Яна прижала мизинцы к внутренним уголкам глаз. Остальные — к скулам. И медленно повела пальцы к подбородку, размазывая по лицу слезы, тушь, подводку и кровь из пары царапин от особенно глубоко вонзившихся ногтей. На щеках оставались темные полосы.

— Тварь, — каркнула она туда, где должна была быть стойка. — Какой ублюдок! Дайте позвонить!

Кажется, ей ответили. Кто-то помог ей встать. За руку вел ее, а она переставляла ноги, чувствуя, как с каждым шагом вбивает себе в сердце что-то острозаточенное и раскаленное.

Трубка плевала ей в ухо ядовитыми гудками целую вечность. Замолкала. Она снова набирала номер и снова слушала гудки.

Не осталось ни ажиотажа, ни предвкушения. Скоро они вернутся, Нора это знала, но сейчас она даже не пыталась найти их. Сидела за пластиковым столиком в гаражной чайхане и рыдала, уронив голову на скрещенные руки. Кто-то гладил ее по спине и, кажется, уговаривал выпить чая, но она не могла ответить. Давилась обрывками слов, и никак не могла даже сама себе объяснить, почему ей так страшно и беспросветно тоскливо.

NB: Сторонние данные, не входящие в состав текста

PR #50, opened 2021-12-29
feat: smarter error logging

dylancom:
### Description

This makes use of the messages that the google mobile ads sdk already provides on error objects.
So there is no need anymore to provide custom messages.


ios/RNGoogleAds/RNGoogleAdsCommon.m
```diff
@@ -87,55 +87,38 @@ + (GADRequest *)buildAdRequest:(NSDictionary *)adRequestOptions {
 
 + (NSDictionary *)getCodeAndMessageFromAdError:(NSError *)error {
```
mikehardy, line 88: I notice in Java you changed the method signature but not in Obj-C - I suppose it's best to have them both line up?

mikehardy (changes requested):
I like it - one tiny comment about API harmony across the platforms, but it's an internal API so that's minor. The real purpose of the change I like a lot

mikehardy (approved):
LGTM! I would go with squash merge for a clean commit history on main branch, once CI passes

PR #53, opened 2022-01-20
refactor: use type predicates

dylancom:
Currently some type validation helpers from common weren't used as those resulted in TS errors.
By defining a "Type predicate", TS understands the validation functions.
https://www.typescriptlang.org/docs/handbook/2/narrowing.html#using-type-predicates


mikehardy (approved):
This is cool! Nice

PR #76, opened 2022-02-08
feat: custom targeting

frankenthumbs:
### Description

We want to move onto this library after using a fork of `https://github.com/nfl/react-native-admob` named `https://github.com/nfl/react-native-admob`. We have found that customTargeting values and the ability to refresh banner ads was not yet available to adding that capability here.

rebuilt changes to get rid of some git history from this PR: https://github.com/invertase/react-native-google-mobile-ads/pull/72

### Release Summary

- customTargeting in `requestOptions`
- requestAd function in `GoogleMobileAdsBannerView`

### Checklist

  - [ ] Yes
  - [X] `Android`
  - [X] `iOS`
- My change includes tests;
- This is a breaking change;
  - [ ] Yes
  - [X] No

### Test Plan

Not sure what e2e/jest tests I have to add. If i can get some direction there. please and thank you 🙏 

:fire:

---


android/src/main/java/io/invertase/googlemobileads/ReactNativeGoogleMobileAdsBannerAdViewManager.java
```diff
@@ -56,6 +57,16 @@ public String getName() {
...
   }
 
+  @Override
+  public void receiveCommand(final ReactViewGroup root, String commandId, ReadableArray args) {
+    // This will be called whenever a command is sent from react-native.
+    switch (commandId) {
+      case "requestAd":
+        requestAd(root);
+        break;
+    }
```
mikehardy, line 67: do you think it is worthwhile to include a default here and Log.d what the command was for developer usage? I'm not familiar with the AdMob receiveCommand use case specifically, so that may be useless, but adding developer logging and including a default branch is a typical linter suggestion, so I thought I'd mention it

mikehardy:
Thanks again for proposing this, and for the extra effort to make a clean commit trail.
- It looks like a local run of `lint:android` might be needed until it runs clean (you can just keep re-running it) then commit the result
- I had a worry about nullability, and a question about logging

Other than that, it appeared like it would work and work well, but Dylan probably has some thoughts since he has more experience with AdMob internals

src/TestIds.ts
```diff
@@ -20,6 +20,7 @@ import { Platform } from 'react-native';
 export const TestIds = {
   APP_OPEN: '',
   BANNER: '',
+  CUSTOM_TARGETING: {},
```
dylancom, line 23: TestIds serves as an object that holds al the Test Ad Unit ID's -> https://developers.google.com/admob/ios/test-ads
Whereas customTargeting is a request option.

dylancom:
I'm not sure why we would want to add a requestAd method though. The BannerAd refreshes itself and you can adjust the rate within the AdMob dashboard.

dylancom:
customTargeting seems to be missing in `ReactNativeGoogleMobileAdsCommon.java`

frankenthumbs:
> I'm not sure why we would want to add a requestAd function though. The BannerAd refreshes itself and you can adjust the rate within the AdMob dashboard.
we use it (infrequently) when certain customTargeting params are changed and adunitId changes.. an instance of the first use case is when we have a "companion" ad next to a video preroll, they have to sync up.

> customTargeting seems to be missing in `ReactNativeGoogleMobileAdsCommon.java`
ah thank you! when i read the android code I thought it would all just work. still very much learning android.

> * It looks like a local run of `lint:android` might be needed until it runs clean (you can just keep re-running it) then commit the result
tried running `lint:android` and didn't get any errors.. will keep an eye out on the new tests

> * I had a worry about nullability, and a question about logging
hopefully the update fixed the nullability and logging concern.

example/App.tsx
```diff
@@ -119,6 +119,7 @@ class BannerTest implements Test {
           unitId={bannerAdUnitId}
           size={BannerAdSize.ADAPTIVE_BANNER}
           requestOptions={{
+            customTargeting: {},
```
dylancom, line 122: If we just pass in an empty obj, why do we use it at all in the example?

dylancom:
Sorry for the inconvenience, but I prefer to have a separate PR for the banner reloading, so we can test this in isolation. Ideally we would also have a test for it in the example app with a button stating for e.g. "(Not recommended) manual refresh)".

frankenthumbs:
> Sorry for the inconvenience, but I prefer to have a separate PR for the banner reloading, so we can test this in isolation. Ideally we would also have a test for it in the example app with a button stating for e.g. "(Not recommended) manual refresh)".

that's fair.. i'm also not against keeping our own fork if this doesn't sound appealing to put in y'alls repo.

dylancom:
> > Sorry for the inconvenience, but I prefer to have a separate PR for the banner reloading, so we can test this in isolation. Ideally we would also have a test for it in the example app with a button stating for e.g. "(Not recommended) manual refresh)".
> 
> that's fair.. i'm also not against keeping our own fork if this doesn't sound appealing to put in y'alls repo.

Why not just set a unique key on BannerAd?
`<BannerAd
        key={bannerKey}
        unitId={bannerAdUnitId}
        size={BannerAdSize.ADAPTIVE_BANNER}
      />`
      
If you then update the key prop, a new banner will be rendered.

frankenthumbs:
> > > Sorry for the inconvenience, but I prefer to have a separate PR for the banner reloading, so we can test this in isolation. Ideally we would also have a test for it in the example app with a button stating for e.g. "(Not recommended) manual refresh)".
> > 
> > 
> > that's fair.. i'm also not against keeping our own fork if this doesn't sound appealing to put in y'alls repo.
> 
> Why not just set a unique key on BannerAd? `<BannerAd key={bannerKey} unitId={bannerAdUnitId} size={BannerAdSize.ADAPTIVE_BANNER} />`
> 
> If you then update the key prop, a new banner will be rendered.

thats smart! didn't think about using the key prop that way!

mikehardy (approved):
looks really clean to me, for what it's worth, thanks for iterating on it @frankenthumbs

frankenthumbs:
`yarn lint:code` runs locally. not sure if random CI issue or environment differences.

mikehardy:
Strange - I've had issues with that check before ([I'm actually the maintainer there](https://github.com/invertase/nodejs-google-java-format/commits/main) :sweat_smile: ) but it has always been local that fails, CI has never given me flaky signals on it.

I re-ran the check and it failed again so there must be something to it

I checked it locally and indeed the java imports were not correct? They just needed a quick re-ordering. I committed that and pushed the commit to the branch so it should be good now

dylancom (approved):

PR #85, opened 2022-03-02
test(example): add AdConsent test

### LINKED ISSUE #64: Example app needs demonstration of consent management
Looks like example/App.tsx could use a probe of AdConsent vs current documentation to make sure that it is working, as it seems to be broken: 
----

I don't know... I experience something really weird I never saw before: I print `AdsConsent` to console and verify that it is an object, and it has `.requestInfoUpdate()` method. On the very next line I call it, and get the error saying I'm trying to call a method of `null`. Just reverting back to 4.0.2, everything works fine. I guess, there should be something peculiar or wrong with my app setup (just JS by the way) conflicting with some TypeScript changes, but I guess I'll stick with 4.0.2 for now, and come back to trying 4.1.0 later :)

_Originally posted by @birdofpreyru in https://github.com/invertase/react-native-google-mobile-ads/issues/63#issuecomment-1022556563_

birgernass:
### Description

Add a test case for the AdConsent interface to `App.tsx`.
The test case does not work with the default AdMob App IDs.
The UMP has to be configured in the AdMob/Ad Manager backend for the test case to work.

### Related issues

Closes #64 

---

### DIFF
--- a/example/App.tsx
+++ b/example/App.tsx
@@ -1,8 +1,18 @@
 import React from 'react';
-import {Button, SafeAreaView, ScrollView, StyleSheet, View} from 'react-native';
+import {
+  Button,
+  SafeAreaView,
+  ScrollView,
+  StyleSheet,
+  Text,
+  View,
+} from 'react-native';
 import {Test, TestRegistry, TestResult, TestRunner, TestType} from 'jet';
 
 import {
+  AdsConsent,
+  AdsConsentDebugGeography,
+  AdsConsentStatus,
   AppOpenAd,
   InterstitialAd,
   TestIds,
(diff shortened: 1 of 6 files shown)


example/App.tsx
```diff
@@ -182,11 +185,55 @@ class RewaredTest implements Test {
...
+  }
+
+  getTestType(): TestType {
+    return TestType.Interactive;
+  }
+
+  render(onMount: (component: any) => void): React.ReactNode {
+    return (
+      <View style={styles.testSpacing} ref={onMount}>
+        <Button
```
mikehardy, line 200: A shame about the constraint that it just won't work with the test ad ids (seems like an oversight really, you can't fully exercise something really important!) but I'm okay with a test existing as long as it gets something like 
```suggestion
        <Text>This will not work with the test App ID. For this to work you must configure your real App ID and The UMP has to be configured in the AdMob/Ad Manager backend for the test case to work.</Text>
        <Button
```

mikehardy: I guess that'll require the Text import up top as well

mikehardy (changes requested):
Can you confirm that with your App ID configured it worked for you in that test case?
If so, then basically just adding a disclaimer to the test for now works for me, and this is fantastic!

Related thought - Invertase has a firebase project that is maintained solely for testing react-native-firebase. What do you think the worst-case scenario is if we create an AdMob account just so we can have some real IDs and configured UMP stuff in order to make this testable / runnable out of the box? I can't imagine a real abuse scenario - who would want to use someone else's app id for ads and give up revenue? - but keen to hear wise opinions on why this is a bad idea

mikehardy:
I'm sure your answer will be "yes I tested it with a real app id and it worked" by the way, so just wanted to add that I'll do a release with the new consent stuff as soon as I hear that yes, I just wanted to make sure everyone had their chance to try it, and that there was some confirmation it worked before release

birgernass:
Yes, tested it and it works.

I don't know anything about the potential downsides of such a dummy account I'm afraid. I like the idea though.

example/App.tsx
```diff
@@ -182,11 +192,64 @@ class RewaredTest implements Test {
...
+              consentInfo.isConsentFormAvailable &&
+              consentInfo.status === AdsConsentStatus.REQUIRED
+            ) {
+              await AdsConsent.showForm();
+            }
+          }}
+        />
+
+        <Text>
+          This test case will not work with the test App ID. You must configure
```
mikehardy, line 225: even better - the specifics here will be a big help I'm sure, thanks for taking the time to put all the details in

mikehardy (approved):
looks fantastic, okay :crossed_fingers:  for the release now (the release scripts have been working well but I'm always surprised by the way releases can fail)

Лем с Яной друг друга так любили. Так нервно, так странно, но так сильно — она теперь это понимала.

Вспоминала, как Лем отбирал у Яны сигареты, напуская на себя высокомерный вид. Как таскал ей варенье, поправлял ее сползающие с плеч свитера, как вился вокруг, когда она хваталась за бубен и терялась в экранной реальности. Как Яна улыбалась, когда он приходил, клала голову ему на плечо и гладила его руки.

«Я не знаю, умрешь ты сейчас или нет, но я хочу, чтобы ты знал, что я тебя ненавижу».

Нора до сих пор не знала, почему Яна тогда это сказала. Но только сейчас вспомнила, какое у нее было лицо в этот момент. Вспомнила пол в лужах крови и талого снега. Как Яна прижалась к Лему и пролежала неподвижно до приезда милиции, и какая спертая, муторная горечь читалась в ее глазах, когда она их открыла.

Нора плакала, потому что Яна была сумасшедшей, а Лем вечно напускал на себя таинственный вид, но быть может, они вместе могли сотворить чудо. Может, Яна и правда умела ходить куда-то за экран. Может, у нее и правда были какие-то тяжелые грехи, может, ей даже было за что ненавидеть Лема. Но еще недавно все можно было исправить, и это было настоящее чудо. Надежда на настоящее чудо.